The Height of Grace in the Depths of Abortion
(This is a transcript of Brooke’s story.)
I told my husband, before he even shared this, that I would share my story 1,000 times over if it meant that one person might reconsider and choose life. Not because I want to remember, because I don’t. There’s this verse that Paul shares, in Colossians, where he talks about considering his suffering joy, for the body. And it’s like this really weird gift that we get as believers. God takes our suffering and He uses that pain to minister to, and to help heal, the wounds and the sufferings of others in the body [of Christ]. And that brings so much joy.
My name is Brooke and, when I was a freshman in college, I had an abortion. I was not walking with the Lord. In fact, I was pretty convinced there was no God and that being pregnant, in the early stages, I was just a host and that what was growing inside of me was a parasite because it couldn’t survive without me. It was my belief that you could have an abortion and never think about it again. I think I continued to tell myself that until I wanted a baby of my own; once I’d fallen in love and wanted to start a family. Fast forward several years and I’m 29/30. I get married. I’m a believer now. We start talking about plans for the future, and I have a desire to have children. I had never had that desire before. I didn’t want kids. I always thought I was going to be a career woman, and, I don’t know… when you fall in love, things change.
I started having these weird daydreams of really violent things—violent daydreams against myself and just visions of really weird things that I couldn’t understand, and they scared me. So, I would dive into the Word and dive into the Word thinking, Okay, if I can just read enough scripture. If I can just focus on His word, then this is going to go away and then I’ll have peace. And it would work for a while. The feelings would go away, and the thoughts would go away; but they would eventually come back, and I would have to fight again. And, I don’t know that I realized it at the time, but now I know…as a believer, that kind of life is not why Christ died. He came to give us peace. And me wrestling with those thoughts, and having those visions, and hitting myself…that is not rest, and that is not peace, and that is a yoke that is very, very heavy. Living like that was just dishonoring to the Lord. He paid for that, and He paid for my freedom, and for my peace. And I was living in torment.
I ended up going to a post-abortion recovery class. It was a class of, I think, eight to ten girls and we all told our story from the minute we woke up, on the morning of our abortion, until the end of that day. We gave kind of a 24-hour account of what that day looked like for us. And I was sitting across the room from a gal who is sharing her story. And while she was sharing, she held up a picture of an aborted baby at the week, like in the week stage, of her abortion. It was so jarring. I think because I was coming to terms with the fact that wow I- I killed someone. Like, I stopped a life. I aborted my baby at 11 weeks, and at that time the baby has developed organs and is developing fingerprints, or has already developed fingerprints, and that blows me away. I don’t know how something can have fingerprints and organs and not be considered a life.

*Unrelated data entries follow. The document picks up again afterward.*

PR #912, opened 2023-09-23
ast: fix const-castable expression handling in `Signal(reset=)`.

### LINKED ISSUE #911: Signal reset cannot be set to a const value
Consider this code

```
CYCLE_OVERFLOW = Const(742500, Shape(width=22))
audgen_accum = Signal(22, reset=CYCLE_OVERFLOW) # Master clock
```

Amaranth prints this error/exception from the build/generate step:

```
    audgen_accum = Signal(22, reset=CYCLE_OVERFLOW) # Master clock
                   ^^^^^^^^^^^^^^^^^^^^^^^^^^^^^^^^
...
TypeError: Reset value must be a constant-castable expression, not (const 22'd742500)
```

**Expected behavior:**
Consts of matching shape should be allowed as a reset value. If they are not allowed, then the error message should be changed (language "constant-castable" is unclear and sounds wrong).

I do not have an opinion on what happens if you set a signal's reset value to a const of non-matching shape.

wanda-phi:
The code to accept const-castable expressions was previously added in 0c4fda92fecb0f6b1a3dce8960f8d13459c7eef1, but it was untested and had a few bugs.

Fixes #911.

### DIFF
--- a/amaranth/hdl/ast.py
+++ b/amaranth/hdl/ast.py
@@ -1056,12 +1056,15 @@ class Signal(Value, DUID, metaclass=_SignalMeta):
                                  .format(orig_shape, Shape.cast(orig_shape),
                                          reset.shape()))
         else:
+            if reset is None:
+                reset = 0
             try:
-                reset = Const.cast(reset or 0)
+                reset = Const.cast(reset)
             except TypeError:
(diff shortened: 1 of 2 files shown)


whitequark (approved):
LGTM, thank you!

PR #929, opened 2023-10-05
ast: allow overriding Value operators.

zyp:
Proposed implementation for amaranth-lang/rfcs#28.

I'm not entirely happy with the location of the decorator implementation. The natural place would have been in `_utils` if not for the dependence on `ValueCastable`.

Living like that was just dishonoring to the Lord. He paid for that and He paid for my freedom and for my peace and I was living in torment.

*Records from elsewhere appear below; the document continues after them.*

PR #932, opened 2023-10-08
lib.wiring: fix `Component.signature` on subclasses without annotations.

wanda-phi:
On Python <3.10, classes without annotations do not get an `__annotations__` member at all, so the `getattr` on a subclass falls back to the parent class `__annotations__`, attempting to create signature members twice.  Fix that by looking at the `__dict__` instead.

### DIFF
--- a/amaranth/lib/wiring.py
+++ b/amaranth/lib/wiring.py
@@ -786,7 +786,7 @@ class Component(Elaboratable):
         cls = type(self)
         signature = Signature({})
         for base in cls.mro()[:cls.mro().index(Component)]:
-            for name, annot in getattr(base, "__annotations__", {}).items():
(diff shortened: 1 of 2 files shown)


mcclure:
Can confirm: Without this I cannot build my design, with this patch, it works

Repro for bug:
Running with:  Python 3.8.10
Code:
https://github.com/mcclure/analogue-core-template-amaranth/tree/control-test (2354a5e, or branch screen-test f055ce0)
Run instructions in README.md

Error message: amaranth.lib.wiring.SignatureError: Member 'clk' already exists in the signature and cannot be replaced

whitequark (approved):
Thanks! Yes, this is a subtle one.

Issue #875, opened 2023-08-22
Implement RFC 20: Deprecate and remove non-FWFT FIFOs


whitequark:
RFC: https://amaranth-lang.org/rfcs/0020-deprecate-non-fwft-fifos.html
- [x] Deprecate non-FWFT FIFOs: https://github.com/amaranth-lang/amaranth/pull/945
- [ ] Remove non-FWFT FIFOs: https://github.com/amaranth-lang/amaranth/pull/949
  - [ ] Changelog entry for removal

PR #945, opened 2023-10-24
Implement RFC 20: Deprecate non-FWFT FIFOs.

wanda-phi:
Tracking issue #875.


whitequark (approved):
Thanks a lot! This PR completes one of the 0.4 release milestone items, so it's really helpful ^_^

As I listened to her share her 24-hour experience, I had to stop her in the midst of it, and I felt awful for interrupting her, but I just couldn’t look at that picture anymore. I asked her, and I asked our leaders, “Can you please take that picture down? I cannot look at that anymore.” And it was at that moment that I was just overcome with what I had done and overcome with a doubt and a fear that I wouldn’t be forgiven; that I could not receive forgiveness and grace for what I had done. The entire class got up, gathered around me, put their hands on me, and prayed for me. There was this feeling of unity and power so present that it was palpable. I remember my whole body just shaking and tears just pouring down my face, crying and, and really asking for forgiveness in the midst of their prayers. After that, I felt so much peace and I knew that I had been forgiven.
God is so tender, so merciful, so ready to forgive, so ready to meet us with compassion and love and gentleness and forgiveness, that if we had any idea, in the midst of our sin, that He was like that, we’d never run in the opposite direction. We’d always run towards Him. Instead, we choose to believe lie after lie until we get to a place where we can either choose to run towards life or run from it, and in the end, end our lives.
That’s what I was doing.
That class changed my life. And it wasn’t a curriculum that did it. It was the leaders, and the other women, and God’s Word all used together like this trifecta—this trinity of truth and grace– God using His people as vessels and His Word as truth and His Holy Spirit in me and this, this force of forgiveness that just showered me with grace. I can truly say that I am 100 percent free from any guilt, from any fear, from any anxiousness or burden or self-loathing from the abortion. That is all gone and all that’s left is grace.